La infidelidad es uno de los temas más recurrentes en la consulta terapéutica de parejas. Se presenta con múltiples caras: desde un beso, un coqueteo, una reacción en redes, hasta un un encuentro íntimo fuera del acuerdo relacional. ¿Dónde empieza y dónde termina la fidelidad?
El mito de la fidelidad como exclusividad absoluta
Históricamente, la fidelidad se ha asociado con la exclusividad sexual y afectiva, particularmente en los modelos monógamos tradicionales. Esta noción, profundamente influenciada por normas religiosas, jurídicas y culturales, define la fidelidad como el compromiso de no compartir el cuerpo, el afecto o incluso el pensamiento erótico con otra persona que no sea la pareja.

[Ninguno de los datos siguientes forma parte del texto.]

PR #219, opened 2020-09-16
Actix operation macros to support tags and info

dunnock:
Built on top of #217 this change allows to configure list of tags, info and other Api specification defaults when using actix plugin. I believe this closes the loop to be able to build a nice looking spec, e.g. allowing to render APIs grouped by categories:

Screenshot 2020-09-16 at 18 54 40

To configure default I initially thought to add methods to App, but it is safer to configure defaults right when Api wrapper is created. Hence I've extended trait with additional method. This should provide full back compatibility.:

```
            let mut spec = DefaultApiRaw::default();
            spec.tags = vec![
              Tag {
                  name: "Dogs".to_string(),
                  description: Some("Images of dogs".to_string()),
                  external_docs: None,
              },
              Tag {
                  name: "Cats".to_string(),
                  description: Some("Images of cats".to_string()),
                  external_docs: None,
              },
              Tag {
                  name: "Cars".to_string(),
                  description: Some("Images of nice cars".to_string()),
                  external_docs: None,
              },
          ];
          spec.info = Info {
            version: "0.1".into(), 
            title: "Image server".into(), 
            ..Default::default()
          };

            App::new()
                .wrap_api_with_spec(spec)
                .with_json_spec_at("/api/spec")
                .service(web::resource("/images/pets").route(web::get().to(some_pets_images)))
                .build()
```

Tags supported by Operation and api_v2_operation macros:
```
    #[api_v2_operation(tags(Cats,Dogs))]
    fn some_pets_images() -> impl Future<Output = web::Json<Vec<Image>>> {
        ready(web::Json(Vec::new()))
    }
```

### DIFF
--- a/tests/test_app.rs
+++ b/tests/test_app.rs
@@ -1371,6 +1371,143 @@ fn test_operations_documentation() {
     );
 }
 
+#[test]
+#[allow(unreachable_code)]
+fn test_operations_macro_attributes() {
+    /// Index operation
+    ///
+    /// This doc comment will be overriden by macro attrs
+    #[api_v2_operation(
+        summary = "Root",
+        description = "Provides an empty value in response",
+        operation_id = "getIndex",
+        consumes = "application/json,text/plain",
+        produces = "text/plain"
+    )]
+    fn index() -> impl Responder {
+        ""
+    }
+
+    #[derive(Serialize, Deserialize, Apiv2Schema)]
+    struct Params {
+        limit: Option<u16>,
+    }
+
+    /// List all pets (in summary)
+    ///
+    /// This doc comment will be used in description
+    #[api_v2_operation(operation_id = "getPets")]
+    fn get_pets(
+        _data: web::Data<String>,
+        _q: web::Query<Params>,
+    ) -> impl Future<Output = Result<web::Json<Vec<Pet>>, ()>> {
+        if true {
+            // test for return in wrapper blocks (#75)
+            return futures::future::err(());
+        }
+
+        futures::future::err(())
+    }
+
+    run_and_check_app(
+        || {
+            App::new()
+                .wrap_api()
+                .with_json_spec_at("/api/spec")
+                .service(web::resource("/").route(web::get().to(index)))
+                .service(web::resource("/pets").route(web::get().to(get_pets)))
+                .build()
+        },
+        |addr| {
+            let resp = CLIENT
+                .get(&format!("http://{}/api/spec", addr))
+                .send()
+                .expect("request failed?");
+
+            check_json(
+                resp,
+                json!({
+                    "definitions": {
+                        "Pet": {
+                            "description": "Pets are awesome!",
+                            "properties": {
+                                "class": {
+                                "enum": ["dog", "cat", "other"],
+                                    "type":"string"
+                                },
+                                "id": {
+                                    "format": "int64",
+                                    "type": "integer"
+                                },
+                                "name": {
+                                    "description": "Pick a good one.",
+                                    "type": "string"
+                                },
+                                "updatedOn": {
+                                    "format": "date-time",
+                                    "type": "string"
+                                },
+                                "uuid":{
+                                    "format": "uuid",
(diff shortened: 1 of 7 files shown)


wafflespeanut:
Hey, is there anything blocking this? Is it ready for review?

dunnock:
> Hey, is there anything blocking this? Is it ready for review?

Hi, yeah, it's ready for review. Sorry was quite busy this week and did not toggle that.

dunnock:
Ah I see, I need to resolve few conflicts

wafflespeanut:
No worries! Take your time. I was just wondering :sweat_smile:

dunnock:
@wafflespeanut this PR is ready for review

tests/test_app.rs
```diff
@@ -1085,6 +1086,123 @@ fn test_list_in_out() {
...
 
+#[test]
+fn test_tags() {
+    #[derive(Serialize, Apiv2Schema)]
+    struct Image {
+        data: String,
+        id: u64,
+    }
+
+    #[api_v2_operation(tags = "cats,dogs")]
```
wafflespeanut, line 1097: I feel like we can add `#[api_v2_tag]` to make our lives easier (and it'll be similar to what we have for `Apiv2Security` derive).
```rust
#[api_v2_tag(name = "cat", description="foo", external_docs="bar")]  // optional name, description and external docs
struct Cat;  // By default, it'll take the struct's exact name
```
... and then we use it in operations like so,
```rust
#[api_v2_operation(tags(Cat, Dog, ...))]
fn my_handler() { /* */ }
```
What do you think? If you have other things to do, we can land this as it is and I'll work on it :smile:

dunnock: Yeah I like this deriving approach as it is more type safe. Though not fully understand how tags would end up in schema. Do you mean that each handler would return list of tags via some additional trait method like operation_tags() and the API would traverse all handlers to compose the full list.

I'm not sure when I will be able to dedicate time for this as we just passed alpha and maintenance is taking some extra time. But as soon as I got this will be on my list for sure.

But still considering above - before merging this in even as intermediate, it would be worth changing macros attributes to the ones which you suggested:
```
#[api_v2_operation(tags(Cat, Dog, ...))]
```
This should be quite reasonable effort which I will try to complete this week. Will just treat them as string for now in this PR but it will make them compatible with the structural tags as you suggested.

wafflespeanut: > Do you mean that each handler would return list of tags via some additional trait method like operation_tags() and the API would traverse all handlers to compose the full list.

That would be a way, yes. We already do this for security definitions and per-handler security stuff.

> This should be quite reasonable effort which I will try to complete this week.

Cool. I'm totally okay with landing this as an intermediate version and if you don't find time, I can implement this at some point soon. Let me know either ways.

platy: @dunnock if you don't have time for it I probably have time to make this change this week

dunnock: Thanks @platy ! I'll take it this week, though if you need it sooner pls feel free to PR in my branch.

wafflespeanut:
Hey @dunnock I couldn't find a way to message you personally, so I'll just put it here. I see you've been contributing to paperclip for some time now, so I've invited you as a collaborator. It's just additional privileges for you to review and merge stuff (if and whenever you have time and on the off-chance I take long time to respond). This is completely voluntary and is in no way an obligation. Thank you for all your work!

dunnock:
hi @wafflespeanut thank you for your trust, I have accepted that. It seems paperclip has got into spotlight recently. On this ticket - it was a busy week for me, I will finish this ticket today.

dunnock:
BTW, this PR would allow to generate "schemes" on the Api level, might help with https://github.com/wafflespeanut/paperclip/issues/248

tests/test_app.rs
dunnock: Pushed relevant changes

wafflespeanut (approved):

Pero ¿es posible o deseable una exclusividad total? ¿O se trata más bien de una ficción que garantiza cierta seguridad emocional a costa del deseo individual? Lo cierto es que las fantasías, los pensamientos sexuales y la autoexploración forman parte de la vida íntima de cualquier persona, más allá de su situación vincular.
El porno aparece en este contexto como un terreno pantanoso. ¿Es un tercero simbólico? ¿Una infidelidad virtual? ¿Un recurso autoerótico? ¿Una amenaza?
El consumo de pornografía acompañado de autoestimulación ha sido una práctica frecuente (y estigmatizada) durante décadas. Muchas personas han comenzado a cuestionarse si el hecho de que sus parejas consuman porno implica una forma de engaño o deslealtad.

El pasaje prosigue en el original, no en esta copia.